The problem
Only one stretch of the data is wanted: the line containing "PR #10873, opened 2025-08-14", the line containing "We earlier decided", and every line between them, copied exactly.

--- START ---

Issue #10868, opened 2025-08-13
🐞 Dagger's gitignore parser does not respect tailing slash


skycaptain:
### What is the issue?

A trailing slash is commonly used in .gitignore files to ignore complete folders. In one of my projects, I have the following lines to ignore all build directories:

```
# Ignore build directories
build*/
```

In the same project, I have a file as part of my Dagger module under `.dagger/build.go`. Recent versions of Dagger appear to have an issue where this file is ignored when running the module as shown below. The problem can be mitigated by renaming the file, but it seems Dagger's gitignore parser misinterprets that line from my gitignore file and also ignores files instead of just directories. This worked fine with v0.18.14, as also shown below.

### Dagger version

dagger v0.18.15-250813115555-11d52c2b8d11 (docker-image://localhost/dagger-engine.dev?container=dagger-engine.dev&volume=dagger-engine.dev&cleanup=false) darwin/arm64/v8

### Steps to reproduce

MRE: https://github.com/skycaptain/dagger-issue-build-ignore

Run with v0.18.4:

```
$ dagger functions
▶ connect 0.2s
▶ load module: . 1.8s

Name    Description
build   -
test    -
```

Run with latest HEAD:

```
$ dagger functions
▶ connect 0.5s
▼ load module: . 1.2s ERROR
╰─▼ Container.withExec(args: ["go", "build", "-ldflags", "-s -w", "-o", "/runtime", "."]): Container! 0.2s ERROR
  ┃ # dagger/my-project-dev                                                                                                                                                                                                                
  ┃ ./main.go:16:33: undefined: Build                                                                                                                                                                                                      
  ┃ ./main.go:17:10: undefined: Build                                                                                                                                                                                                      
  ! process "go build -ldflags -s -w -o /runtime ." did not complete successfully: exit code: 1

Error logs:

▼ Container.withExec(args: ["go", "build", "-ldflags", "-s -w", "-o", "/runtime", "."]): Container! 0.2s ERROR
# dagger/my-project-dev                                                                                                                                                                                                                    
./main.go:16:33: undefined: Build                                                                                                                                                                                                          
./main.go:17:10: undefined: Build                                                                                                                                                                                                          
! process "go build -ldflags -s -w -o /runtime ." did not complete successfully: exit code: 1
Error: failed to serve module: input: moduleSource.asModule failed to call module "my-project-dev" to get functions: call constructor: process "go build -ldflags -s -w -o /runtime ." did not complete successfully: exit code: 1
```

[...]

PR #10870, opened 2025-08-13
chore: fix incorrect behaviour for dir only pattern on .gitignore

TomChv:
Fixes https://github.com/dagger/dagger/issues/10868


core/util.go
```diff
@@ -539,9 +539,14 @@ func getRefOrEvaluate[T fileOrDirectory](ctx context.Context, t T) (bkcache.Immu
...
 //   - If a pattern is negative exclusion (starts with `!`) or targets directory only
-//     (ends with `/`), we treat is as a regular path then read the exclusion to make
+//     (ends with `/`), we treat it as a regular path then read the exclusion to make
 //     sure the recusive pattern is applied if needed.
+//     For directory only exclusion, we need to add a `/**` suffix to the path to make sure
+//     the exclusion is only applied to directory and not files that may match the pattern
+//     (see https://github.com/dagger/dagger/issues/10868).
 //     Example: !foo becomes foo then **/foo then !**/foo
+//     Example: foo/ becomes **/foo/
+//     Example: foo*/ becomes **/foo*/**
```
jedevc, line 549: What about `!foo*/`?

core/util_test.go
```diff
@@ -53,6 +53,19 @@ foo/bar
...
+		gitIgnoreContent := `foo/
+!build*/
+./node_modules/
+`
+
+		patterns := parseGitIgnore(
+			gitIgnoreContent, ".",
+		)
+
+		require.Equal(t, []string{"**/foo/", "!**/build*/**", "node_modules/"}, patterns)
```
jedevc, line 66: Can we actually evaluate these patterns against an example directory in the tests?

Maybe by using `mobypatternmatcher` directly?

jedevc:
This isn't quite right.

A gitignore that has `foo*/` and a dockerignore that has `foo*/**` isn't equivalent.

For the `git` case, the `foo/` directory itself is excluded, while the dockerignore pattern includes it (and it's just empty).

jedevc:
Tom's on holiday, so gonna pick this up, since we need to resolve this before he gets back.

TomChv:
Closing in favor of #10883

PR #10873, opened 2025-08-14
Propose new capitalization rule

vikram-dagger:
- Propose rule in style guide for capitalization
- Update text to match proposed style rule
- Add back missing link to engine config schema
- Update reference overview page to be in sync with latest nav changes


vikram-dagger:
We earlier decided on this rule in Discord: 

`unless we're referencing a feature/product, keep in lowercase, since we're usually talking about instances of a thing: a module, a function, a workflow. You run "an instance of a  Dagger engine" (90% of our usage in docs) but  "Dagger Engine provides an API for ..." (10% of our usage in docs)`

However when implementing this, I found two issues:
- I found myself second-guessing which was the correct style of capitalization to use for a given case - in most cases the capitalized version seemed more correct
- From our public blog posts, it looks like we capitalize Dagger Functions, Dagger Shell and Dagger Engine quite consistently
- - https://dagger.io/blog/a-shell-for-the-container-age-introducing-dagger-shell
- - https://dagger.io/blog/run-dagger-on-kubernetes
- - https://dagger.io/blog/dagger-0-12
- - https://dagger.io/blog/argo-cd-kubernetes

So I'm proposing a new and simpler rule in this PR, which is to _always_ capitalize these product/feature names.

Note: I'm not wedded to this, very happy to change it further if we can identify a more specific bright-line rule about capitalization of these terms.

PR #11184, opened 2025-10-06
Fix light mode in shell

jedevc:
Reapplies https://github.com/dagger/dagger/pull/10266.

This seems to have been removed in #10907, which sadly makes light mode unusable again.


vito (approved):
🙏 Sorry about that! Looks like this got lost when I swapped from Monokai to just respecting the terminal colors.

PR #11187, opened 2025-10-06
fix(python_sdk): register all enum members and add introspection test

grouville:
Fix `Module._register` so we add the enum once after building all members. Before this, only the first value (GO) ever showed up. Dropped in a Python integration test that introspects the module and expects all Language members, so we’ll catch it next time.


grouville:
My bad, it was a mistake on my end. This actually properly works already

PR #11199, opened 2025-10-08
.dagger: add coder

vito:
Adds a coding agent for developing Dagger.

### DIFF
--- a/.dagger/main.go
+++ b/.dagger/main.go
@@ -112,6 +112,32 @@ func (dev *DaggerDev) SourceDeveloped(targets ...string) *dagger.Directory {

--- END ---

Reply to the exercise
PR #10873, opened 2025-08-14
Propose new capitalization rule

vikram-dagger:
- Propose rule in style guide for capitalization
- Update text to match proposed style rule
- Add back missing link to engine config schema
- Update reference overview page to be in sync with latest nav changes


vikram-dagger:
We earlier decided on this rule in Discord: 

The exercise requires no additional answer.